Background and purpose:
Transoral robotic surgery (TORS) and radiotherapy are both recognised as effective treatment options for early-stage HPV-associated oropharyngeal squamous cell carcinoma (HPV-OPSCC). The benefit of TORS is shorter total treatment duration, however a large proportion of patients still require adjuvant radiotherapy with or without concurrent chemotherapy.
Aims:
Given the difference in potential costs and outcome associated with these two treatments, we sought to perform an economic analysis to assess the incremental cost-effectiveness of TORS compared with radiotherapy.
Materials and methods:
We developed a Markov model to assess the cost-effectiveness of TORS versus radiotherapy for clinical stage T1-2 N0-1 (AJCC 7) HPV-OPSCC. The EQ5D from a TROG trial was used to inform the utility values for health states. Transition probabilities were sourced from literature. We adopted the Australian health care perspective to measure healthcare costs and was valued in 2023 Australian dollars (AUD). The incremental cost-effectiveness ratio (ICER) was expressed as the ratio of incremental cost against the incremental quality-adjusted life years (QALY) between two treatment groups. The parameter uncertainties was assessed by sensitive analysis.
Results:
TORS and Radiotherapy yielded an average of 9.92 QALY vs. 9.91 QALY gains at a cost of $91,118 vs. $61,618 respectively.
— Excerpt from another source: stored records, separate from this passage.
Issue #375, opened 2016-04-21
Implement a PgpDecryptActivity


sethyates:
Using (probably) OpenPGP and BouncyCastle, implement a contrib activity to PGP decrypt a file.

sethyates:
Another option is using the pgp unix command assuming the Amazon AMI's have a reasonable version of it.

sethyates:
This should decrypt every non-hidden input file and produce a decrypted file in the output folder.  If an input file is not encrypted, it should be copied across untouched.  Optionally support ascii armored input and producing a _SUCCESS marker.

prjasper:
I've submitted an initial implementation in this PR #426
Feedback welcome.
It doesn't add a _SUCCESS marker or filter out hidden files yet, but would be relatively easy to add if these are important. It doesn't copy across unencrypted files.
It's implemented using the GNU gpg command.

prjasper:
Now creates a _SUCCESS marker on successful decryption.
Also filters out hidden files and directories, and empty/marker files like _SUCCESS.
(Still doesn't copy across unencrypted files.)

PR #426, opened 2016-07-07
(Fixes #374 & #375) Add activities to encrypt and decrypt files using Gnu PGP encryption.

### LINKED ISSUE #374: Implement a PgpEncryptActivity
Using (probably) OpenPGP and BouncyCastle, implement a contrib activity to PGP encrypt a file.

prjasper:
This PR adds Hyperion activities for encrypting and decrypting files using GNU PGP encryption. I'm expecting comments on this first PR.

### DIFF
--- a/contrib/activity/definition/src/main/scala/com/krux/hyperion/activity/PgpDecryptActivity.scala
+++ b/contrib/activity/definition/src/main/scala/com/krux/hyperion/activity/PgpDecryptActivity.scala
@@ -34,7 +34,7 @@ case class PgpDecryptActivity private(
   def markOnSuccess = copy(markSuccessfulJobs = true)
 
   override def scriptArguments = Seq(
-    if (markSuccessfulJobs) Option("--markSuccessfulJobs") else None,
+    if (markSuccessfulJobs) Option("--mark-successful-jobs") else None,
     Option(key.serialize)
   ).flatten
 }
--- a/contrib/activity/definition/src/main/scala/com/krux/hyperion/activity/PgpDecryptActivity.scala
+++ b/contrib/activity/definition/src/main/scala/com/krux/hyperion/activity/PgpDecryptActivity.scala
@@ -34,8 +34,8 @@ case class PgpDecryptActivity private(
   def markOnSuccess = copy(markSuccessfulJobs = true)
 
   override def scriptArguments = Seq(
-    if (markSuccessfulJobs) Some("--markSuccessfulJobs") else None,
-    Some(key.serialize)
+    if (markSuccessfulJobs) Option("--markSuccessfulJobs") else None,
+    Option(key.serialize)
   ).flatten
 }
 
--- a/contrib/activity/definition/src/main/scala/com/krux/hyperion/activity/PgpDecryptActivity.scala
+++ b/contrib/activity/definition/src/main/scala/com/krux/hyperion/activity/PgpDecryptActivity.scala
@@ -15,11 +15,12 @@ import com.krux.hyperion.resource.{Ec2Resource, Resource}
   * @param shellCommandActivityFields the shell command setup fields
   * @param key the file containing the private decryption key
   */
-case class PgpDecryptActivity private(baseFields: BaseFields,
-                                      activityFields: ActivityFields[Ec2Resource],
-                                      shellCommandActivityFields: ShellCommandActivityFields,
-                                      key: HS3Uri)
-  extends PgpActivity with WithS3Input with WithS3Output {
+case class PgpDecryptActivity private(
+  baseFields: BaseFields,
+  activityFields: ActivityFields[Ec2Resource],
+  shellCommandActivityFields: ShellCommandActivityFields,
+  key: HS3Uri
+) extends PgpActivity with WithS3Input with WithS3Output {
   type Self = PgpDecryptActivity
 
   def updateBaseFields(fields: BaseFields) = copy(baseFields = fields)
@@ -33,9 +34,8 @@ case class PgpDecryptActivity private(baseFields: BaseFields,
 
 object PgpDecryptActivity
   extends RunnableObject {
-  def apply(key: HS3Uri)
-           (runsOn: Resource[Ec2Resource])
-           (implicit hc: HyperionContext): PgpActivity = PgpDecryptActivity(
+  def apply(key: HS3Uri)(runsOn: Resource[Ec2Resource])(implicit hc: HyperionContext): PgpActivity = PgpDecryptActivity(
     baseFields = BaseFields(PipelineObjectId(PgpDecryptActivity.getClass)), activityFields = ActivityFields(runsOn),
-    shellCommandActivityFields = ShellCommandActivityFields(PgpActivity.decryptScript), key = key)
+    shellCommandActivityFields = ShellCommandActivityFields(PgpActivity.decryptScript), key = key
+  )
 }
--- a/contrib/activity/definition/src/main/scala/com/krux/hyperion/activity/PgpDecryptActivity.scala
+++ b/contrib/activity/definition/src/main/scala/com/krux/hyperion/activity/PgpDecryptActivity.scala
@@ -1,7 +1,7 @@
 package com.krux.hyperion.activity
 
 import com.krux.hyperion.HyperionContext
-import com.krux.hyperion.adt.{HS3Uri, HString}
+import com.krux.hyperion.adt.{HBoolean, HS3Uri, HString}
 import com.krux.hyperion.common.{BaseFields, PipelineObjectId}
 import com.krux.hyperion.expression.RunnableObject
 import com.krux.hyperion.resource.{Ec2Resource, Resource}
@@ -14,12 +14,14 @@ import com.krux.hyperion.resource.{Ec2Resource, Resource}
   * @param activityFields the activity setup fields
   * @param shellCommandActivityFields the shell command setup fields
   * @param key the file containing the private decryption key
+  * @param markSuccessfulJobs add a _SUCCESS file to the output location on success
   */
 case class PgpDecryptActivity private(
   baseFields: BaseFields,
   activityFields: ActivityFields[Ec2Resource],
   shellCommandActivityFields: ShellCommandActivityFields,
-  key: HS3Uri
+  key: HS3Uri,
+  markSuccessfulJobs: HBoolean
 ) extends PgpActivity with WithS3Input with WithS3Output {
   type Self = PgpDecryptActivity
 
@@ -29,13 +31,19 @@ case class PgpDecryptActivity private(
 
   def updateShellCommandActivityFields(fields: ShellCommandActivityFields) = copy(shellCommandActivityFields = fields)
 
-  override def scriptArguments = Seq(key.serialize: HString)
+  def markOnSuccess = copy(markSuccessfulJobs = true)
+
+  override def scriptArguments = Seq(markSuccessfulJobs.serialize, key.serialize: HString)
 }
 
 object PgpDecryptActivity
   extends RunnableObject {
-  def apply(key: HS3Uri)(runsOn: Resource[Ec2Resource])(implicit hc: HyperionContext): PgpActivity = PgpDecryptActivity(
-    baseFields = BaseFields(PipelineObjectId(PgpDecryptActivity.getClass)), activityFields = ActivityFields(runsOn),
-    shellCommandActivityFields = ShellCommandActivityFields(PgpActivity.decryptScript), key = key
-  )
+  def apply(key: HS3Uri)(runsOn: Resource[Ec2Resource])(implicit hc: HyperionContext): PgpActivity =
+    new PgpDecryptActivity(
+      baseFields = BaseFields(PipelineObjectId(PgpDecryptActivity.getClass)),
+      activityFields = ActivityFields(runsOn),
+      shellCommandActivityFields = ShellCommandActivityFields(PgpActivity.decryptScript),
+      key = key,
+      markSuccessfulJobs = HBoolean.False
+    )
 }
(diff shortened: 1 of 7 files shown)


contrib/activity/definition/src/main/scala/com/krux/hyperion/activity/PgpDecryptActivity.scala
```diff
@@ -0,0 +1,41 @@
...
+  * The server-side PGP decryption activity decrypts files from the input location to the output location using the
+  * private decryption key.
+  *
+  * @param baseFields the pipeline base fields
+  * @param activityFields the activity setup fields
+  * @param shellCommandActivityFields the shell command setup fields
+  * @param key the file containing the private decryption key
+  */
+case class PgpDecryptActivity private(baseFields: BaseFields,
+                                      activityFields: ActivityFields[Ec2Resource],
```
sethyates: Align the fields to one "tabstop" rather than aligning to the open parens.

contrib/activity/definition/src/main/scala/com/krux/hyperion/activity/PgpDecryptActivity.scala
```diff
@@ -0,0 +1,41 @@
...
+
+  def updateShellCommandActivityFields(fields: ShellCommandActivityFields) = copy(shellCommandActivityFields = fields)
+
+  override def scriptArguments = Seq(key.serialize: HString)
+}
+
+object PgpDecryptActivity
+  extends RunnableObject {
+  def apply(key: HS3Uri)
+           (runsOn: Resource[Ec2Resource])
```
sethyates: Alignment.

contrib/activity/definition/src/main/scala/com/krux/hyperion/activity/PgpEncryptActivity.scala
```diff
@@ -0,0 +1,41 @@
...
+
+  def updateShellCommandActivityFields(fields: ShellCommandActivityFields) = copy(shellCommandActivityFields = fields)
+
+  override def scriptArguments = Seq(key.serialize: HString)
+}
+
+object PgpEncryptActivity
+  extends RunnableObject {
+  def apply(key: HS3Uri)
+           (runsOn: Resource[Ec2Resource])
```
sethyates: Alignment.

contrib/activity/definition/src/main/scala/com/krux/hyperion/activity/PgpEncryptActivity.scala
```diff
@@ -0,0 +1,41 @@
...
+  * The server-side PGP encryption activity encrypts files from the input location to the output location using the
+  * public encryption key.
+  *
+  * @param baseFields the pipeline base fields
+  * @param activityFields the activity setup fields
+  * @param shellCommandActivityFields the shell command setup fields
+  * @param key the file containing the public encryption key
+  */
+case class PgpEncryptActivity private(baseFields: BaseFields,
+                                      activityFields: ActivityFields[Ec2Resource],
```
sethyates: Alignment.

scripts/activities/gpg-decrypt.sh
```diff
@@ -0,0 +1,93 @@
...
+  if [[ ${n} -eq 0 ]]; then
+    trap on_exit EXIT
+  fi
+}
+
+# get a file, whether local or on S3
+# $1 the path to the unencrypted file
+# $2 the working directory
+function get_file() {
+  LOCAL="$2"/"$(basename "$1")"
```
sethyates: So how does this work when `$1` is `s3://foo/bar`?

scripts/activities/gpg-decrypt.sh
```diff
@@ -0,0 +1,93 @@
...
+IFS=$'\n\t'
+
+# create a temporary working directory
+if [ -x /usr/local/bin/gmktemp ]; then
+  # for testing on MacOS
+  MKTEMP=/usr/local/bin/gmktemp
+else
+  MKTEMP=mktemp
+fi
+WORKING_DIR=$($MKTEMP -d)
```
sethyates: Just move `WORKING_DIR` up into the `if`/`else` above without the `MKTEMP` bit.

scripts/activities/gpg-decrypt.sh
sethyates: nm - didn't read that correctly.

contrib/activity/definition/src/main/scala/com/krux/hyperion/activity/PgpDecryptActivity.scala
prjasper: Do you have a preferred set of IntelliJ Scala format settings? I'm finding it hard to get a combination that doesn't make everything really spread out.
(File > Other Settings > Default Settings... > Editor > Code Style > Scala > Manage > Export... would be nice, if you have a moment!)

scripts/activities/gpg-decrypt.sh
prjasper: Yeah LOCAL is just where it ends up.

contrib/activity/definition/src/main/scala/com/krux/hyperion/activity/PgpDecryptActivity.scala
sethyates: Sent.

scripts/activities/gpg-encrypt.sh
```diff
@@ -0,0 +1,98 @@
+#! /usr/bin/env bash
```
sethyates: Same comments here as in the decrypt one.

scripts/activities/gpg-decrypt.sh
```diff
@@ -0,0 +1,92 @@
...
+if [ -x /usr/local/bin/gmktemp ]; then
+  # for testing on MacOS
+  WORKING_DIR="$(gmktemp -d)"
+else
+  WORKING_DIR="$(mktemp -d)"
+fi
+add_on_exit rm -rf \"${WORKING_DIR}\"
+
+# the file(s) to decrypt
+FILES=($(find "${INPUT1_STAGING_DIR}" -type f))
```
sethyates: Please use `-type f -not -empty` and I think this will be pretty close to meeting the requirement of skipping "hidden" files.

scripts/activities/gpg-decrypt.sh
```diff
@@ -0,0 +1,92 @@
+#! /usr/bin/env bash
+
+usage() {
+  NAME=$(basename $0)
+  cat <<EOF
+Usage: ${NAME} KEY
```
sethyates: I'd like to go ahead an account for creating the _SUCCESS marker file now.  This has proved very useful in other cases to have this as an option.

```
MARK_SUCCESSFUL_JOBS=0

while [[ $# > 0 ]]; do
  key=$1; shift

  case ${key} in
    --mark-successful-jobs)
      MARK_SUCCESSFUL_JOBS=1;
      ;;

    --key)
      KEY_FILE="$1"; shift
      ;;

    *)
      echo "Unrecognized option ${key}"
      exit 3
      ;;
  esac
done

...

if [ ${MARK_SUCCESSFUL_JOBS} -eq 1 ]; then
  touch ${OUTPUT2_STAGING_DIR}/_SUCCESS
fi
```

scripts/activities/gpg-decrypt.sh
prjasper: By "hidden" you mean files and directories beginning with '.'? I don't think ```-not -empty``` will avoid those.
Maybe ```-name ".*" -prune -o -type f```?

sethyates: Hence my "pretty close".  The "hidden" files I wanted to skip would be empty anyway (like _SUCCESS).

Suppose we could do `-type f -not -empty -not -name ".*" -not -name "_*"`

prjasper: Then maybe ```-name ".*" -prune -o -type f -not -empty -not -name "_*"``` which should also avoid files in hidden directories (like ```.foo/bar```).

sethyates: OK

contrib/activity/definition/src/main/scala/com/krux/hyperion/activity/PgpEncryptActivity.scala
```diff
@@ -0,0 +1,48 @@
...
+
+  def updateBaseFields(fields: BaseFields) = copy(baseFields = fields)
+
+  def updateActivityFields(fields: ActivityFields[Ec2Resource]) = copy(activityFields = fields)
+
+  def updateShellCommandActivityFields(fields: ShellCommandActivityFields) = copy(shellCommandActivityFields = fields)
+
+  def markOnSuccess = copy(markSuccessfulJobs = true)
+
+  override def scriptArguments = Seq(markSuccessfulJobs.serialize, key.serialize: HString)
```
sethyates: This is incorrect. It will generate 'true s3://bucket/key'. You want to add '--mark-successful-jobs' not the Boolean.

scripts/activities/gpg-decrypt.sh
```diff
@@ -0,0 +1,111 @@
...
+# process options
+MARK_SUCCESSFUL_JOBS=0
+while [[ $# > 1 ]]; do
+  case "$1" in
+    --mark-successful-jobs)
+      MARK_SUCCESSFUL_JOBS=1
+      shift
+      ;;
+    *)
+      break
```
sethyates: This will be where you pick up the mandatory key.

contrib/activity/definition/src/main/scala/com/krux/hyperion/activity/PgpDecryptActivity.scala
```diff
@@ -0,0 +1,52 @@
...
+  def updateBaseFields(fields: BaseFields) = copy(baseFields = fields)
+
+  def updateActivityFields(fields: ActivityFields[Ec2Resource]) = copy(activityFields = fields)
+
+  def updateShellCommandActivityFields(fields: ShellCommandActivityFields) = copy(shellCommandActivityFields = fields)
+
+  def markOnSuccess = copy(markSuccessfulJobs = true)
+
+  override def scriptArguments = Seq(
+    if (markSuccessfulJobs) Some("--markSuccessfulJobs") else None,
```
sethyates: We typically use `Option` as the constructor and `Some` only for pattern matching.

contrib/activity/definition/src/main/scala/com/krux/hyperion/activity/PgpEncryptActivity.scala
```diff
@@ -0,0 +1,51 @@
...
+  def updateBaseFields(fields: BaseFields) = copy(baseFields = fields)
+
+  def updateActivityFields(fields: ActivityFields[Ec2Resource]) = copy(activityFields = fields)
+
+  def updateShellCommandActivityFields(fields: ShellCommandActivityFields) = copy(shellCommandActivityFields = fields)
+
+  def markOnSuccess = copy(markSuccessfulJobs = true)
+
+  override def scriptArguments = Seq(
+    if (markSuccessfulJobs) Some("--markSuccessfulJobs") else None,
```
sethyates: Same comments as above.

scripts/activities/gpg-decrypt.sh
prjasper: Line #17 drops out of the loop when there's one argument left, which gets processed after the loop. (I'm using the loop for processing options only -- imagine where there are multiple mandatory/positional arguments.) Line #23 drops out of the loop when an unrecognized option is encountered, but could give an error/usage message. Does that work for you?

sethyates: As you have it now, `gpg-decrypt.sh --mark-successful-jobs` would pass over this, pass by line 29 and fail on or after line 96 in possibly difficult-to-determine ways.  I'd change this to do all the argument parsing here so it's clearer what's happening and change the check on line 29 to ensure `$KEY_PATH` is set in the option parsing.

so:
```
-*)
  echo "Unrecognized option: $1"
  usage
  ;;

*)
  KEY_PATH=$1
  shift
  ;;
esac
done

if [ -z "${KEY_PATH}" ]; then
  echo "ERROR: wrong number of arguments"
  usage
fi
```

prjasper: The ```-*)``` case is good, but doing the mandatory arguments in the loop isn't easy to generalize to multiple arguments.) (But I'm happy that we're only debating minutiae, not something majorly wrong with the whole script.)

contrib/activity/definition/src/main/scala/com/krux/hyperion/activity/PgpEncryptActivity.scala
```diff
@@ -0,0 +1,51 @@
...
+  def updateBaseFields(fields: BaseFields) = copy(baseFields = fields)
+
+  def updateActivityFields(fields: ActivityFields[Ec2Resource]) = copy(activityFields = fields)
+
+  def updateShellCommandActivityFields(fields: ShellCommandActivityFields) = copy(shellCommandActivityFields = fields)
+
+  def markOnSuccess = copy(markSuccessfulJobs = true)
+
+  override def scriptArguments = Seq(
+    if (markSuccessfulJobs) Option("--markSuccessfulJobs") else None,
```
sethyates: `Option("--mark-successful-jobs")`

contrib/activity/definition/src/main/scala/com/krux/hyperion/activity/PgpDecryptActivity.scala
```diff
@@ -0,0 +1,52 @@
...
+  def updateBaseFields(fields: BaseFields) = copy(baseFields = fields)
+
+  def updateActivityFields(fields: ActivityFields[Ec2Resource]) = copy(activityFields = fields)
+
+  def updateShellCommandActivityFields(fields: ShellCommandActivityFields) = copy(shellCommandActivityFields = fields)
+
+  def markOnSuccess = copy(markSuccessfulJobs = true)
+
+  override def scriptArguments = Seq(
+    if (markSuccessfulJobs) Option("--markSuccessfulJobs") else None,
```
sethyates: `Option("--mark-successful-jobs")`

sethyates:
LGTM

sethyates:
:+1:

PR #427, opened 2016-07-09
(Fixes #369, Fixes #380, Closes #425, Closes #392) Make SparkCluster and SparkStep compatible to EMR release label 4.x

### LINKED ISSUE #369: Issues using EMR4.3.0

### LINKED ISSUE #380: Make SparkCluster and SparkStep compatible to EMR release label 4.x

sethyates:


core/src/main/scala/com/krux/hyperion/resource/SparkCluster.scala
```diff
@@ -13,7 +13,7 @@ case class SparkCluster private (
   baseFields: BaseFields,
   resourceFields: ResourceFields,
   emrClusterFields: EmrClusterFields,
-  sparkVersion: HString
+  sparkVersion: Option[HString]
```
realstraw: If I understand correctly, this field is only used for non-release label clusters?

realstraw:
build.sbt is not updated with the new version

CHANGELOG.md
```diff
@@ -2,6 +2,10 @@
 All notable changes to this project will be documented in this file.
 This project adheres to [Semantic Versioning](http://semver.org/).
 
+## 3.5.3 - 2016-07-09
```
realstraw: 3.6.0 maybe?

core/src/main/scala/com/krux/hyperion/resource/SparkCluster.scala
sethyates: Yes AFAICT

CHANGELOG.md
sethyates: Indeed

realstraw:
👍

PR #428, opened 2016-07-09
(Fixes #333) Allow explicitly converting an Activity to a WorkflowExpression

### LINKED ISSUE #333: Allow explicitly converting an Activity to a WorkflowExpression
Right now, you can declare an activity and then add a type declaration to trigger an implicit conversion (or call the `apply` of WorkflowExpression directly).  It would be nice to have a `.toWorkflowExpression` method on the base `Activity` class, so we could do something like the following without a type declaration/implicit:

```
val doSomething = if (someCondition) JarActivity(...).toWorkflowExpression else WorkflowNoActivityExpression
```

Right now, this would be accomplished using a type decl and implicit:

```
val doSomething: WorkflowExpression = if (someCondition) JarActivity(...) else WorkflowNoActivityExpression
```

sethyates:


realstraw:
👍

PR #429, opened 2016-07-10
(Fixes #343 Fixes #379 Fixes #393) Support ondemand schedules and customising DefaultObject

### LINKED ISSUE #343: Support the new `ondemand` schedule type
https://docs.aws.amazon.com/datapipeline/latest/DeveloperGuide/dp-concepts-schedules.html

### LINKED ISSUE #379: Cannot override DefaultObject
Currently, `DefaultObject` is a case class with a schedule and a hard-coded map.  This makes it impossible to override even though it is declared as `def defaultObject: DefaultObject` in `DataPipelineDef`.

### LINKED ISSUE #393: Ability to add custom properties to pipeline objects
This feature is similar to https://github.com/krux/hyperion/issues/379

Both of them are useful when creating large data pipelines with many parameters because they allow defining a number of parameters in the default object and then combining them in other parameters inside activity objects. This allows better structuring and also to overcome the max 50 top level parameter limitation of data pipeline.

E.g:
```
{
 "parameters" : [
  {"id" : "my_app1_name", "description" : "app1 name", "type" : "String", "default" : "latest"},
  {"id" : "my_app2_name", "description" : "app2 name", "type" : "String", "default" : "latest"},
  {"id" : "my_app3_name", "description" : "app3 name", "type" : "String", "default" : "latest"}
],
"objects" : [
 {"id" : "Default", "my_app_jar_bucket" : "bucket"},
 {"id" : "Activity1", "type" : "EmrActivity", "my_app_jar" : "s3://#{my_app_jar_bucket}/#{my_app1_name}.jar", "step" : [ "command-runner.jar", "spark-submit", "#{my_app_jar}" ] },
 {"id" : "Activity2", "type" : "EmrActivity", "my_app_jar" : "s3://#{my_app_jar_bucket}/#{my_app2_name}.jar", "step" : [ "command-runner.jar", "spark-submit", "#{my_app_jar}" ] },
 {"id" :  "Activity3", "type" : "EmrActivity", "my_app_jar" : "s3://#{my_app_jar_bucket}/#{my_app3_name}.jar", "step" : [ "command-runner.jar", "spark-submit", "#{my_app_jar}" ] }
]
}
```

sethyates:


core/src/main/scala/com/krux/hyperion/DataPipelineDef.scala
```diff
@@ -1,15 +1,14 @@
 package com.krux.hyperion
 
 import scala.language.implicitConversions
-
-import com.amazonaws.services.datapipeline.model.{ ParameterObject => AwsParameterObject, PipelineObject => AwsPipelineObject }
+import com.amazonaws.services.datapipeline.model.{ParameterObject => AwsParameterObject, PipelineObject => AwsPipelineObject}
```
realstraw: We've been using mixed styles, no space after `{` and yes space after `{`. Which one do you think we should stick with?

sethyates: Personally I prefer no space. It also happens to be the IntelliJ default.

sethyates: But I'm happy to comply either way. This below was probably the result of IntelliJ auto reformatting, not something I intentionally did

realstraw: Let's use no space then. Probably easier for other people to make contributions since it's the default of IDE.

realstraw:
👍

PR #498, opened 2019-10-30
fix: semantic release

adong:
## License


jithin1987:
this is not required. Looks like PR title will suffice.

PR #500, opened 2019-10-30
fix: change collection to collection.id

adong:
## Context

Fix a small bug that adding pipeline to collection.

## Objective
This PR fixed the function arguments from model to `model.id`.

## License

### DIFF
--- a/app/pipeline/controller.js
+++ b/app/pipeline/controller.js
@@ -8,8 +8,8 @@ export default Controller.extend({
   pipeline: alias('model.pipeline'),
   collections: alias('model.collections'),
   actions: {
-    addToCollection(pipelineId, collectionId) {
-      return this.store.findRecord('collection', collectionId).then(collection => {
+    addToCollection(pipelineId, c) {
+      return this.store.findRecord('collection', c.id).then(collection => {
         const pipelineIds = collection.get('pipelineIds');
 
         if (!pipelineIds.includes(pipelineId)) {
--- a/app/pipeline/controller.js
+++ b/app/pipeline/controller.js
@@ -9,7 +9,11 @@ export default Controller.extend({
   collections: alias('model.collections'),
   actions: {
     addToCollection(pipelineId, collection) {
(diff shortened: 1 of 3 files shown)


app/pipeline/controller.js
```diff
@@ -8,8 +8,8 @@ export default Controller.extend({
   pipeline: alias('model.pipeline'),
   collections: alias('model.collections'),
   actions: {
-    addToCollection(pipelineId, collectionId) {
-      return this.store.findRecord('collection', collectionId).then(collection => {
+    addToCollection(pipelineId, c) {
+      return this.store.findRecord('collection', c.id).then(collection => {
```
jithin1987: you have the collection here. Then why fetch it again ?

adong: I thought it was for fetching new collection's data. Just removed it.

@Code-Beast 🤔

Code-Beast: it's the collection the pipeline is added to

app/pipeline/controller.js
```diff
@@ -8,16 +8,10 @@ export default Controller.extend({
   pipeline: alias('model.pipeline'),
   collections: alias('model.collections'),
   actions: {
-    addToCollection(pipelineId, collectionId) {
-      return this.store.findRecord('collection', collectionId).then(collection => {
-        const pipelineIds = collection.get('pipelineIds');
+    addToCollection(pipelineId, collection) {
+      collection.pipelineIds.push(pipelineId);
 
-        if (!pipelineIds.includes(pipelineId)) {
```
jithin1987: we should keep this. check.

app/pipeline/controller.js
adong: If it only added to the current user's collection, then maybe we dont need to fetch.

Code-Beast: @adong Oh, just notice it is addToCollection in pipeline/controller.js, I thought this was the addMultipleToCollection method in dashboard/show

PR #504, opened 2019-11-05
fix: The validator page shows unique command link 

ibu1224:
## Context
https://github.com/screwdriver-cd/ui/pull/503
In the above link, I added a version to template link and command link.
However, the command version number is not unique. 
Therefore, I changed the showed version uniquely.

## Objective

In this case, the validator page show the same command link.
スクリーンショット 2019-11-05 12 08 32
Therefore, I tried to check the link to show.

## License


app/components/validator-job/component.js
```diff
@@ -56,8 +56,12 @@ export default Component.extend({
       commands.forEach(c => {
         let matchRes = regex.exec(c.command);
 
+        let commandExist = sdCommands.filter(
+          command => command.command === matchRes[1] && matchRes[2]
```
wahapo: Isn’t it like this?
`command => command.command === matchRes[1] && command.version === matchRes[2]`

If there is no match on line 57, `matchRes` will be null. It seems to need to be moved into the while statement.

tests/integration/components/validator-job/component-test.js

This resulted in an ICER of $1,920,005/QALY gained with TORS. ICER was very sensitive to the variation in the probability of the residual disease following TORS, utility weights of distant recurrence disease, probability of having salvage surgery for residual disease, discount rate, and the utility weights of local, regional recurrence disease.
Conclusion: In this study, from an Australian health care system perspective, TORS is unlikely to be cost-effective, compared to radiotherapy alone for early-stage HPV-OPSCC.